We are looking at to get a UTV that serves multi function to our needs. Mostly to make sure our parking lots are plowed as the primary function in the winter months.

We are a non-profit children's residence camp that serves the Deaf community. We operate year round with Airbnb and cabin rentals in Old Snowmass, CO. Our property is 17 acres along snowmass creek.

In the winter months, it does dump here up to 2 feet, not all the time. When it does, it sucks. Other than that there would be occasional half feet days. We need a UTV that is strong to push a lot of snow, dry or wet. We've had snowblowers that fail on us due to the loads. When our truck died in the middle of winter, we had to contract with a snow moving company. What I liked about them is they had a UTV with a bucket. It did the job well.
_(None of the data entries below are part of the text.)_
PR #2495, opened 2020-08-24
Generate iOS icons on eject and apply

EvanBacon:
# How

- Read icons from config on eject and apply
- Utilize image-utils to switch between global sharp-cli instance and jimp. If I'm not mistaken, this'll add a noticeable amount to the package size due to the Jimp instance.
  - This package also caches the images in `.expo` based on the image hash so reapplying is very quick since it only needs to copy the images.
  - Also support for remote URLs as icons works too -- this may not apply to other tools in the CLI.
- Resize icons to squares with white backgrounds to ensure shape and limited transparency
  - Does not fully remove the alpha channel when using with sharp, it does with Jimp though. I'm almost certain transparency cannot be added to the image regardless.
- Use `Contents.json` to reuse icons across platforms.

# Test Plan

- Wrote tests to ensure the expected amount of images are generated and the icon resolution works as expected.


packages/config/src/ios/Icons.ts
```diff
@@ -1,24 +1,209 @@
...
+    const isMarketing = platform.idiom === 'ios-marketing';
+    for (const { size, scales } of platform.sizes) {
+      for (const scale of scales) {
+        // The marketing icon is special because it makes no sense.
+        const filename = isMarketing ? 'ItunesArtwork@2x.png' : getAppleIconName(size, scale);
+        // Only create an image that hasn't already been generated.
+        if (!(filename in generatedIcons)) {
+          const iconSizePx = size * scale;
+
+          // Using this method will cache the images in `.expo` based on the properties used to generate them.
```
brentvatne, line 133: 🔥

packages/config/src/ios/utils/Xcodeproj.ts
```diff
@@ -11,11 +11,15 @@ export function getProjectName(projectRoot: string) {
   return path.basename(sourceRoot);
 }
 
-export function getSourceRoot(projectRoot: string) {
-  const paths = globSync('ios/*/AppDelegate.m', {
+export function getSourceRoot(projectRoot: string): string {
+  // Account for Swift or Objective-C
```
brentvatne, line 15: :+1:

Cleaned everything nicely and out of small spaces.

In the summer months we used our truck and ATV to haul firewood from all the chopped fallen on the trails, re-spread gravel from snow piles that melt away, bring supplies and food down to our campers on the other side of the property, haul activity things, haul staff, bring hurt campers to the medical center, transport grounds equipment to maintain the trails and property and so much more.

We want to see if there's a UTV that serves so much function, has attachments to serve our function and is safe for a children's camp. (We need speed and safety for medical reasons)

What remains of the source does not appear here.